*Work instruction*
Among the lines of the data, copy those that hold "opened".

Records shown Start Marker

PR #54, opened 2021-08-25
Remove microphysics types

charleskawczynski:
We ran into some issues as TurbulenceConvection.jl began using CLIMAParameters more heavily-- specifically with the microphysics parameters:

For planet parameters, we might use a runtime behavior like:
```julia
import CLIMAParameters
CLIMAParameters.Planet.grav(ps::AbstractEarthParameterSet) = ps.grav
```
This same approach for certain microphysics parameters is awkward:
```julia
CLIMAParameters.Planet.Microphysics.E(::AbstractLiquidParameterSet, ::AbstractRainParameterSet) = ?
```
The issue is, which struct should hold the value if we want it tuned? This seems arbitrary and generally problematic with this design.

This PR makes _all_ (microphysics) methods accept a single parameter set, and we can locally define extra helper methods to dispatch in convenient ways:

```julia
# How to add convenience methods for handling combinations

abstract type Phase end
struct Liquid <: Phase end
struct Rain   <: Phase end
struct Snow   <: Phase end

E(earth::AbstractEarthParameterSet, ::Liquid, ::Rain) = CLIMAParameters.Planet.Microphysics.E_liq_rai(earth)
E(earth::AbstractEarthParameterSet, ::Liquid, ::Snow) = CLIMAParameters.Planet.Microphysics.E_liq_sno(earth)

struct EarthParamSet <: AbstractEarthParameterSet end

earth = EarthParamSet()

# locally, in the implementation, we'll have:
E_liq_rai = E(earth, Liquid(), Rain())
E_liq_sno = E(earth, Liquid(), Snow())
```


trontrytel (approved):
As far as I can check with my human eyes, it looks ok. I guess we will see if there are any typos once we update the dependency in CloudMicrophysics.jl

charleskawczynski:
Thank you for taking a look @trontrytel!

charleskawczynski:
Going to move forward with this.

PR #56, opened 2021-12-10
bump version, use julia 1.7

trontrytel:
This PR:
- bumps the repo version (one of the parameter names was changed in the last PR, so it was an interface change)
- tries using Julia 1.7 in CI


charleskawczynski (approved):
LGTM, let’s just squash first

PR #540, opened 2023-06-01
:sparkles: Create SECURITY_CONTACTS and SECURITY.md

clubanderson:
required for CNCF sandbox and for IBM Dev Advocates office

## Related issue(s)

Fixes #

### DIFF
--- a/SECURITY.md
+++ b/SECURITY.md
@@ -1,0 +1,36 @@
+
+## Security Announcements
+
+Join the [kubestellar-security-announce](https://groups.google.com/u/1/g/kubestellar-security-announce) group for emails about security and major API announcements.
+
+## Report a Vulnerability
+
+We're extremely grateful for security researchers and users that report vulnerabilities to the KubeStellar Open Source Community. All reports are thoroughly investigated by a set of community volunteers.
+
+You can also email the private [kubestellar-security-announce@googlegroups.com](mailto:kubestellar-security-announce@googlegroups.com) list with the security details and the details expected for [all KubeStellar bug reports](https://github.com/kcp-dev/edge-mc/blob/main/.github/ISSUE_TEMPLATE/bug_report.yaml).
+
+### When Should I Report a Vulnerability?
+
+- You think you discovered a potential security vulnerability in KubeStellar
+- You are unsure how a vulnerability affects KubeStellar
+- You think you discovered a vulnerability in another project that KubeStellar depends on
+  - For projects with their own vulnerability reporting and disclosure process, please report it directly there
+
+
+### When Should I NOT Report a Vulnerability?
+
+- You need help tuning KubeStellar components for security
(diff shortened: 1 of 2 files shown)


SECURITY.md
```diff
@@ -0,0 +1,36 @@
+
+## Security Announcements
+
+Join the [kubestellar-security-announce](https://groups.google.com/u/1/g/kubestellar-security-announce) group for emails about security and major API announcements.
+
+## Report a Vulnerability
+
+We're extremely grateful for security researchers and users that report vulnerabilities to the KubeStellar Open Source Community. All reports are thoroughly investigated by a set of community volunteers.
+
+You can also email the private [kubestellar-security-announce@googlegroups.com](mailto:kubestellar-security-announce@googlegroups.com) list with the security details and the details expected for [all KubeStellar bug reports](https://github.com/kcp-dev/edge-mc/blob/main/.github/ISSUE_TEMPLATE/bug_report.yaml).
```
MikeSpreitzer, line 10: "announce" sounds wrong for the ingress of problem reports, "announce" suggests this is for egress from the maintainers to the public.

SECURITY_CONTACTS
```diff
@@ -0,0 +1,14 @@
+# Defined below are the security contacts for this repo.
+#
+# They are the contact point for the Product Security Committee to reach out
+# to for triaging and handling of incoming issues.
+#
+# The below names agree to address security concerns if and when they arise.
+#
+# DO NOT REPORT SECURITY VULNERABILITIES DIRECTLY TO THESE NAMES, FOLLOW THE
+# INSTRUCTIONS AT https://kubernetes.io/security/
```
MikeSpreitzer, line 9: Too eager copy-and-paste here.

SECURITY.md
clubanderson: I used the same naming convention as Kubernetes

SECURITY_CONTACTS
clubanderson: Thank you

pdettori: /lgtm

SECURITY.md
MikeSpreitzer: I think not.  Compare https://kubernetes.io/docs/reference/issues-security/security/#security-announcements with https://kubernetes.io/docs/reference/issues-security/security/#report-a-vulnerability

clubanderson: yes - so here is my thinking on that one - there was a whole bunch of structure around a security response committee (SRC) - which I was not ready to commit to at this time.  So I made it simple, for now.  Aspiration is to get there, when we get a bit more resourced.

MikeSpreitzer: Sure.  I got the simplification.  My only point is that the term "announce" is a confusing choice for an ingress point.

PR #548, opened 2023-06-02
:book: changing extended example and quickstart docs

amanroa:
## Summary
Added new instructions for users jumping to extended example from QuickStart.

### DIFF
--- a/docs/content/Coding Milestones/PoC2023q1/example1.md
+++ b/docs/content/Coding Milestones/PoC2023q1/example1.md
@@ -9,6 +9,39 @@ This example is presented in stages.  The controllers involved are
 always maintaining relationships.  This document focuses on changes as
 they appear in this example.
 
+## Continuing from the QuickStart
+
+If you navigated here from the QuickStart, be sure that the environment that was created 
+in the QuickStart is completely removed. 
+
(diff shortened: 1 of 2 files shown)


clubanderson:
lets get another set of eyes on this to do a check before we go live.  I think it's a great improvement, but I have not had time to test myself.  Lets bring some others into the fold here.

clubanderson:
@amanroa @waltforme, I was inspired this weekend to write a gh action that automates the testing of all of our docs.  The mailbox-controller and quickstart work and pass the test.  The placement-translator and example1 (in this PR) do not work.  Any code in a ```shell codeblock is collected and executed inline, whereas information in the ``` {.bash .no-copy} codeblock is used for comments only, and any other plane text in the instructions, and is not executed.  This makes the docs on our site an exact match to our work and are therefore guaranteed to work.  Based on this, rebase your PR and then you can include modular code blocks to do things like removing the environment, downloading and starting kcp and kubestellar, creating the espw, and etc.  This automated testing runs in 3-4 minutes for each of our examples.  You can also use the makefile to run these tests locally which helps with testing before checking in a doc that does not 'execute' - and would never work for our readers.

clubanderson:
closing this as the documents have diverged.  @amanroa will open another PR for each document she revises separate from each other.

Records shown End Marker

*Finished task*
PR #54, opened 2021-08-25
PR #56, opened 2021-12-10
PR #540, opened 2023-06-01
PR #548, opened 2023-06-02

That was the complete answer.